::: RECORD SET
PR #1208, opened 2024-05-22
Add features to enable LTO

mjburghard:
Add features to enable LTO (thin and full).
When passing `-lto=`, `swiftc` switches to emit bc files and the generated output-file-map must contain a mapping for `llvm-bc` instead of `object`.

### DIFF
--- a/swift/internal/compiling.bzl
+++ b/swift/internal/compiling.bzl
@@ -262,11 +262,7 @@ def compile_action_configs(
             configurators = [
                 swift_toolchain_config.add_arg("-emit-bc"),
             ],
-            features = [
-                [SWIFT_FEATURE_EMIT_BC],
-                [SWIFT_FEATURE_FULL_LTO],
-                [SWIFT_FEATURE_THIN_LTO],
-            ],
+            features = [SWIFT_FEATURE_EMIT_BC],
         ),
 
         # Add the single object file or object file map, whichever is needed.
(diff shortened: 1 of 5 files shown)


swift/internal/compiling.bzl
```diff
@@ -259,7 +261,11 @@ def compile_action_configs(
             configurators = [
                 swift_toolchain_config.add_arg("-emit-bc"),
             ],
-            features = [SWIFT_FEATURE_EMIT_BC],
+            features = [
+                [SWIFT_FEATURE_EMIT_BC],
+                [SWIFT_FEATURE_FULL_LTO],
+                [SWIFT_FEATURE_THIN_LTO],
+            ],
```
mjburghard, line 268: Not sure if this is needed, since the compiler internally changes the behavior and adding the additional features here does not simplify anything.

swift/internal/compiling.bzl
```diff
@@ -399,6 +405,24 @@ def compile_action_configs(
...
         ),
+
+        # Link Time Optimization (LTO)
+        swift_toolchain_config.action_config(
+            actions = [swift_action_names.COMPILE],
+            configurators = [
+                swift_toolchain_config.add_arg("-lto=llvm-thin"),
+            ],
+            features = [SWIFT_FEATURE_THIN_LTO],
+            not_features = [SWIFT_FEATURE_FULL_LTO],
```
keith, line 416: I'm not sure what I would expect to happen if you passed `--features=swift.full_lto --features=swift.thin_lto` but I would probably expect the last one to win as opposed to neither to happen. So I think I'd drop this from both

swift/internal/compiling.bzl
keith: if you don't need to pass -emit-bc to the compiler I would leave this out then

keith (commented):
nice!

keith (approved):

PR #1212, opened 2024-06-11
Add feature to propagate the generated module map

brentleyjones:
Allows `objc_library` to modularly import `swift_library` targets without having to generate a similar module map.

### DIFF
--- a/swift/internal/compiling.bzl
+++ b/swift/internal/compiling.bzl
@@ -71,6 +71,7 @@ load(
     "SWIFT_FEATURE_OPT",
     "SWIFT_FEATURE_OPT_USES_OSIZE",
     "SWIFT_FEATURE_OPT_USES_WMO",
+    "SWIFT_FEATURE_PROPAGATE_GENERATED_MODULE_MAP",
     "SWIFT_FEATURE_REWRITE_GENERATED_HEADER",
     "SWIFT_FEATURE_SPLIT_DERIVED_FILES_GENERATION",
     "SWIFT_FEATURE_SUPPORTS_BARE_SLASH_REGEX",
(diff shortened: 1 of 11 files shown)


mattrobmattrob (commented):
Can you add a simple test that exercises this feature and shows what it enables vs. the default?

brentleyjones:
@mattrobmattrob I added an example which fails on CI when the new feature isn't passed.

swift/internal/compiling.bzl
```diff
@@ -2714,6 +2715,17 @@ to use swift_common.compile(include_dev_srch_paths = ...) instead.\
         transitive_modules = transitive_modules,
     )
 
+    includes = []
+    public_hdrs = []
+    if compile_outputs.generated_header_file:
+        public_hdrs = [compile_outputs.generated_header_file]
+        if compile_outputs.generated_module_map_file and is_feature_enabled(
```
mattrobmattrob, line 2722: This is intentionally nested because the module won't be generated without the generated public headed, correct?

swift/internal/feature_names.bzl
```diff
@@ -142,6 +142,11 @@ SWIFT_FEATURE_NO_ASAN_VERSION_CHECK = "swift.no_asan_version_check"
 # the target is not generating a header.
 SWIFT_FEATURE_NO_GENERATED_MODULE_MAP = "swift.no_generated_module_map"
 
+# If enabled, the generates module map is named `module.modulemap` and
+# the parent directory is added as to `CcInfo.compliation_context.includes`.
+# This allows `objc_library` to import the Swift module.
```
mattrobmattrob, line 147: This feature just controls the propagation to the `compilation_context` and not the generation. Should that part be removed from the comment?

If so, some typos:
```suggestion
# If enabled, the parent directory of the generated module map is added to
# `CcInfo.compilation_context.includes`. This allows `objc_library` to import
# the Swift module.
```

If not, some typos:
```suggestion
# If enabled, the generated module map is named `module.modulemap` and
# the parent directory is added as to `CcInfo.compilation_context.includes`.
# This allows `objc_library` to import the Swift module.
```

mattrobmattrob (approved):

swift/internal/feature_names.bzl
brentleyjones: Yes. It was as per the comment before, now it's just the propagation now.

swift/internal/compiling.bzl
brentleyjones: Not needed, I'll un-nest it.

PR #1215, opened 2024-06-17
Enable `swift.add_target_name_to_output` by default

brentleyjones:
Since we are releasing 2.0 with breaking changes, we should enable this by default now, and then in 3.0 we can remove the feature.

### DIFF
--- a/test/module_interface_tests.bzl
+++ b/test/module_interface_tests.bzl
@@ -31,10 +31,28 @@ explicit_swift_module_map_test = make_action_command_line_test_rule(
     },
 )
 
+explicit_swift_module_map_without_target_name_test = make_action_command_line_test_rule(
+    config_settings = {
+        "//command_line_option:features": [
+            "swift.use_explicit_swift_module_map",
+            "-swift.add_target_name_to_output",
+        ],
+    },
+)
+
 vfsoverlay_test = make_action_command_line_test_rule(
     config_settings = {
         "//command_line_option:features": [
             "swift.vfsoverlay",
+        ],
+    },
+)
+
+vfsoverlay_without_target_name_test = make_action_command_line_test_rule(
+    config_settings = {
+        "//command_line_option:features": [
+            "swift.vfsoverlay",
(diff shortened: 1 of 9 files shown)


mattrobmattrob (approved):

luispadron (approved):

keith:
Even though we can flip this I don't think this ends up being the right default for folks. It would definitely be nice to remove the implementation complexity but I don't think it's worth deviating from the standard output layout. Especially since this is fixing for something that doesn't appear to be the common case

brentleyjones:
> but I don't think it's worth deviating from the standard output layout

Most rules are written such that the target name is part of the outputs, to prevent this from being an issue. I think the new way is correct while the old way is incorrect.

test/module_interface_tests.bzl
```diff
@@ -69,9 +87,38 @@ def module_interface_test_suite(name):
...
+        ],
+        mnemonic = "SwiftCompileModuleInterface",
+        target_under_test = "@build_bazel_rules_swift//test/fixtures/module_interface:toy_module",
+    )
+
     vfsoverlay_test(
         name = "{}_vfsoverlay_test".format(name),
         tags = [name],
+        expected_argv = [
+            "-vfsoverlay$(BIN_DIR)/test/fixtures/module_interface/ToyModule/ToyModule.vfsoverlay.yaml",
```
brentleyjones, line 107: This should be `-vfsoverlay$(BIN_DIR)/test/fixtures/module_interface/toy_module/ToyModule.vfsoverlay.yaml`. I'll fix it in another PR.

brentleyjones: Similarly, `_explicit_swift_module_map_test` should include `toy_module/`, but it doesn't.

brentleyjones:
```
examples/apple/objc_interop/main.m:20:9: fatal error: 'examples/apple/objc_interop/generated_header/Printer-Swift.h' file not found
#import "examples/apple/objc_interop/generated_header/Printer-Swift.h"
```

Yuck. Not flipping.

PR #1217, opened 2024-06-17
Apply `swift.add_target_name_to_output` only to outputs that need it

brentleyjones:
In particular, only outputs that need to have the module name as part of the filename.

### DIFF
--- a/test/module_interface_tests.bzl
+++ b/test/module_interface_tests.bzl
@@ -60,7 +60,7 @@ def module_interface_test_suite(name):
         name = "{}_explicit_swift_module_map_test".format(name),
         tags = [name],
         expected_argv = [
-            "-explicit-swift-module-map-file $(BIN_DIR)/test/fixtures/module_interface/ToyModule.swift-explicit-module-map.json",
+            "-explicit-swift-module-map-file $(BIN_DIR)/test/fixtures/module_interface/toy_module.swift-explicit-module-map.json",
         ],
         not_expected_argv = [
             "-Xfrontend",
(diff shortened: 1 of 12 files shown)


test/module_interface_tests.bzl
```diff
@@ -60,7 +60,7 @@ def module_interface_test_suite(name):
         name = "{}_explicit_swift_module_map_test".format(name),
         tags = [name],
         expected_argv = [
-            "-explicit-swift-module-map-file $(BIN_DIR)/test/fixtures/module_interface/ToyModule.swift-explicit-module-map.json",
+            "-explicit-swift-module-map-file $(BIN_DIR)/test/fixtures/module_interface/toy_module.swift-explicit-module-map.json",
```
brentleyjones, line 63: One of the two changes when not using the feature.

test/module_interface_tests.bzl
```diff
@@ -73,7 +73,7 @@ def module_interface_test_suite(name):
         name = "{}_vfsoverlay_test".format(name),
         tags = [name],
         expected_argv = [
-            "-vfsoverlay$(BIN_DIR)/test/fixtures/module_interface/ToyModule.vfsoverlay.yaml",
+            "-vfsoverlay$(BIN_DIR)/test/fixtures/module_interface/toy_module.vfsoverlay.yaml",
```
brentleyjones, line 76: One of the two changes when not using the feature.

brentleyjones (commented):
VFS overlay and explicit module map changed the name to be based on the target (since they don't need to be named after the module). The rest of the changes made the flag apply to fewer output paths, since they already included the target name in them.

luispadron (approved):

PR #1219, opened 2024-06-18
Pass `compilation_contexts` and `swift_infos` instead of `deps` to `swift_common.compile`

brentleyjones:
The choice to pass `compilation_contexts` separately was a trade-off. The compilation contexts nested inside the Clang modules aren't easily suitable for use here. We can't rely on only the direct modules' CCs because information that should still get propagated—like defines and include paths—would get lost when passing through any `objc_library` that doesn't export a module. And we don't want to process the full set of transitive modules' CCs for each compile action, as this would be a significant performance hit. The only other option considered was to propagate a copy of the CC at the top level of `SwiftInfo`, even for no-module `objc_library` targets, but there were concerns about performance here as well, and whether that context would drift from the real one.

Even with the extra argument, this change makes the compilation API more flexible by removing the assumption that compilation requirements must be expressed as `Target`s. For example, removing the assumption that dependencies propagate `SwiftInfo` directly allows the API to be used inside aspects where the `SwiftInfo` providers may need to be wrapped by a custom provider in order to avoid collisions.

PiperOrigin-RevId: 424979602
(cherry picked from commit bfcae19af93924651911e6bdc669608e9453a774)

---

Cherry-pick notes: In `swift_common.compile` we take in `cc_infos` and `objc_infos` instead of `compilation_contexts` since we still need merged linking information to support  `-disable-autolink-framework`. If we ever remove that feature, we should change `compile` to match `upstream`.

### DIFF
--- a/proto/swift_proto_utils.bzl
+++ b/proto/swift_proto_utils.bzl
@@ -49,7 +49,7 @@ load(
 )
 
 def proto_path(proto_src, proto_info):
-    """Derives the string used to import the proto. 
+    """Derives the string used to import the proto.
 
     This is the proto source path within its repository,
     adjusted by `import_prefix` and `strip_import_prefix`.
@@ -270,14 +270,16 @@ def compile_swift_protos_for_target(
     include_dev_srch_paths = include_developer_search_paths(attr)
     module_context, cc_compilation_outputs, other_compilation_outputs = swift_common.compile(
         actions = ctx.actions,
+        cc_infos = get_providers(compiler_deps, CcInfo),
         copts = ["-parse-as-library"],
-        deps = compiler_deps,
         feature_configuration = feature_configuration,
         include_dev_srch_paths = include_dev_srch_paths,
         module_name = module_name,
+        objc_infos = get_providers(compiler_deps, apple_common.Objc),
         package_name = None,
         srcs = generated_swift_srcs,
         swift_toolchain = swift_toolchain,
+        swift_infos = get_providers(compiler_deps, SwiftInfo),
         target_name = target_label.name,
         workspace_name = ctx.workspace_name,
     )
--- a/doc/api.md
+++ b/doc/api.md
@@ -86,10 +86,10 @@ A new attribute dictionary that can be added to the attributes of a
 ## swift_common.compile
 
 <pre>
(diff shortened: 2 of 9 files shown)


proto/swift_proto_utils.bzl
```diff
@@ -270,14 +270,16 @@ def compile_swift_protos_for_target(
...
         copts = ["-parse-as-library"],
-        deps = compiler_deps,
         feature_configuration = feature_configuration,
         include_dev_srch_paths = include_dev_srch_paths,
         module_name = module_name,
+        objc_infos = get_providers(compiler_deps, apple_common.Objc),
         package_name = None,
         srcs = generated_swift_srcs,
         swift_toolchain = swift_toolchain,
+        swift_infos = get_providers(compiler_deps, SwiftInfo),
```
brentleyjones, line 282: @AttilaTheFun `upstream` this is
```
    compile_deps = deps + ctx.attr._proto_support
    compile_deps_swift_infos = get_providers(compile_deps, SwiftInfo)

    module_name = swift_common.derive_module_name(ctx.label)

    module_context, compilation_outputs = swift_common.compile(
        actions = ctx.actions,
        compilation_contexts = get_compilation_contexts(ctx.attr.deps),
        copts = ["-parse-as-library"],
        module_name = module_name,
        srcs = generated_files,
        swift_infos = compile_deps_swift_infos,
        swift_toolchain = swift_toolchain,
        target_name = ctx.label.name,
    )
```

just making sure we are doing the right thing here for the new fields.

AttilaTheFun: @brentleyjones not sure I entirely understand the implications here. What happens if compiler deps includes non-swift dependencies? 

The user can pass additional dependencies to the compiler, typically for the proto runtime libraries like SwiftProtobuf and grpc-swift.

Those libraries may not be Swift, though. They could be C/C++/Objective-C libraries instead which are required by the generated protobuf code.

For example, at Snap, we're working on adopting these rules. We'll use SwiftProtobuf out of the box, but we'll need to fork grpc-swift to use our c++ networking service.

brentleyjones: The old code would extra these providers from `deps + private_deps`, so the change I made is at least the same as what was there. Just calling out that `upstream` seems to split it slightly.

luispadron (approved):

PR #1253, opened 2024-06-21
Make it an error to specify both `swiftinterface` and `swiftmodule` in `swift_import`

luispadron:
In rules_swift 1.x specifying both `swiftinterface` and `swiftmodule` would cause the `swiftinterface` attr to be ignored. This was made into a warning then and is being upgraded to a failure now for rules_swift 2.x

### DIFF
--- a/swift/swift_import.bzl
+++ b/swift/swift_import.bzl
@@ -46,8 +46,12 @@ def _swift_import_impl(ctx):
     )
 
     if not (swiftinterface or swiftmodule):
-        fail("One or both of 'swiftinterface' and 'swiftmodule' must be " +
+        fail("One of 'swiftinterface' or 'swiftmodule' must be " +
              "specified.")
+
+    if swiftinterface and swiftmodule:
+        fail("'swiftinterface' may not be specified when " +
+             "'swiftmodule' is specified.")
 
     swift_toolchain = swift_common.get_toolchain(ctx)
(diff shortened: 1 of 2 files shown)


swift/swift_import.bzl
```diff
@@ -97,9 +101,6 @@ def _swift_import_impl(ctx):
             module_context.swift.swiftmodule,
         ] + compact([module_context.swift.swiftdoc])
     else:
-        # TODO: make this a failure in version 2.x
-        if swiftinterface:
-            print("WARNING: Provided `swiftinterface` attribute will be ignored because `swiftmodule` was provided. This will be an error in a future version of rules_swift.")  # buildifier: disable=print
```
brentleyjones, line 102: Maybe we need `if not swiftmodule:` and a proper `fail()` so the message is clearer?

luispadron: Not sure I understand, i moved the fail up to the top, so these two cases should catch when none or both are specified:

```starlark
if not (swiftinterface or swiftmodule):
   fail("One of 'swiftinterface' or 'swiftmodule' must be specified.")

if swiftinterface and swiftmodule:
  fail("'swiftinterface' may not be specified when 'swiftmodule' is specified.")

```

brentleyjones: Sorry, missed that :+1:

brentleyjones (approved):

PR #1277, opened 2024-06-25
Upgrade swift_argument_parser to 1.3.1.1

brentleyjones:
It has its `max_compatibility_level` increased to support rules_swift 2.0.


brentleyjones:
Already applied here: https://github.com/bazelbuild/bazel-central-registry/pull/2308

PR #1720, opened 2016-08-01
navmesh file load error-fix

Azaezel:
don't try to read 0 length buffers


RichardRanft:
Yup - found it, this is exactly what I did.

PR #1726, opened 2016-08-07
added path @dottools

John3:
this https://github.com/GarageGames/Torque3D/pull/1725#issuecomment-238079691


Lopuska:
it's not really an error, but ok. Inclusions with quote characters are often supposed to be relative.

Areloch:
Yeah, for consistency, that's a fair enough change.

PR #1736, opened 2016-08-10
Allow to create a PS datablock from the editor.

John3:
This fix allow to create a PhysicsShape datablock from the editor.


dottools:
Hate to nitpick, but the code style used in the new line is inconsistent with the rest of the file. Should be like so:
```C#
   if (server)
      return true;
```

Lopuska:
closing as duplicate of better fix.

PR #1737, opened 2016-08-11
just removed a comma from a commented section

SeanTheGuyThatAlwaysHasComputerTrouble:


andr3wmac:
1) You're changing the license text of a third party lib. The same license is in countless files in T3D. Why only one file change?
2) The comma is part of the original MIT license. See here: https://opensource.org/licenses/MIT
3) The comma is valid. Its used to inject additional information that isn't part of the main statement. For instance the sentence without the added 'free of charge' would be: "Permission is hereby granted to any person obtaining a copy.."

Areloch:
Hey Sean, thanks for taking the time to submit a PR!

However, in this case, I'm in agreement with andrew. The license as-is matches to the original license file(which is legally important) and if there WERE to be a change, it'd need to be in all files holding that change.

So I'm going to go ahead and close this one.

PR #1756, opened 2016-08-30
Fix load with DTS shapes introduced with HW skinning changes

jamesu:
Due to a few typos and bad edge cases, meshes which use the following wont load correctly with the HW skinning changes:

- Secondary UV coords
- Colors
- Parented meshes combined with removed meshes
- Loading meshes using a 64bit memory address

This PR fixes this problem.


dottools:
Well done. This is for you :cookie:  ;)

PR #1760, opened 2016-09-02
Update libpng

Bloodknight:


dottools:
Should get it rid of any unnecessary files like `contrib` subdirectory and others. Really only the core library source files and the license file are what should be in the `lpng` directory. No need to keep everything that the official libpng releases provide.

rextimmy:
Can confirm this fixes the crash on exit problem with x64 builds. Might be a bit nicer with above suggestion and also just the one commit. Also version 1.6.25 was released on sept 1st, i have a commit here for it if you want it (removing the contrib files etc too) https://github.com/rextimmy/Torque3D/commit/28337d4cd6533791e83b48772c918446fd2927ef

Bloodknight:
@dottools I copied like for like what was in the original folder, i thought i had already removed most of the unneeded stuff, i hadnt actually considered extra cleanup, made notes for future libs.

@rextimmy i'm more than happy for you to close this and use your newer branch for PR, upgrading the lib  solved my personal problems with the engine and i just shared :)

Lopuska:
Closed as duplicate of #1778

Areloch:
Even though went with timmy's push of the latest version, a huge thanks to ya, Blood, for spearheading getting the lib updated : )

PR #1761, opened 2016-09-02
Intrinsicsfix

Bloodknight:


Areloch:
I'm unsure, but is having it check for either x86 or x64 redundant? It's always going to be one of those two for standard hardware, right? Removing those checks completely strikes me as being the simpler approach if it's always going to pass on one of those.

Otherwise, this looks pretty awesome.

dottools:
@Areloch Possibly for files that are specific to the target architecture, but not for files like `oggTheoraDecoder` where it needs to know what the target platform is. Especially if T3D were to be ported to Android (ARM majority) or other platforms/devices.

JeffProgrammer:
Muh PowerPC support.

PR #1762, opened 2016-09-06
lightbuffer (aka brightness and shadow) always comes last as a mul

Azaezel:


andr3wmac:
This is incorrect. RGB in the lighting buffer represents diffuse lighting. A is the specular. This alone is an inaccurate hack (packing specular into a single channel) but you're making it worse by adding specular then multiplying by diffuse. For instance if you have a material that produced black (0,0,0) for diffuse but still had a specular highlight (like metallics) then you'd add your specular to albedo and then multiply by 0,0,0 and get nothing but black.

Lopuska:
Yup!

PR #1763, opened 2016-09-06
banding: conforms misbehaving postfx to the hdr buffer format

Azaezel:
until we have a proper srgb compatible buffer to minimize that with, we'll have to settle for 16F looks like


andr3wmac:
No criticism of the actual code but your description implies SRGB and banding/16F are related when they aren't. SRGB just handles the linear/gamma correction entirely for you. Banding is related to lack of precision, which is why RGBA16F fixes it. Replacing this with RGBA8_SRGB would not fix banding, it would just remove the need for the toLinear and toGamma calls.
::::::
→ **TASK INSTRUCTIONS**: If a line above holds the string "actions", count it; give the final total as the only output.

→ **ANSWER SPACE**: 3